> [Exercise requirements]: Your answer should hold only the lines from the one with "The result is" through the end of the listing below, each retyped exactly.

> [Data to examine]:
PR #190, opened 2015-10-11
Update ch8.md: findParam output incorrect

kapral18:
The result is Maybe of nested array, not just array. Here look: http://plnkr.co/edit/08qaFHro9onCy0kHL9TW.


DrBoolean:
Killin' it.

> [Answer space]:
The result is Maybe of nested array, not just array. Here look: http://plnkr.co/edit/08qaFHro9onCy0kHL9TW.


DrBoolean:
Killin' it.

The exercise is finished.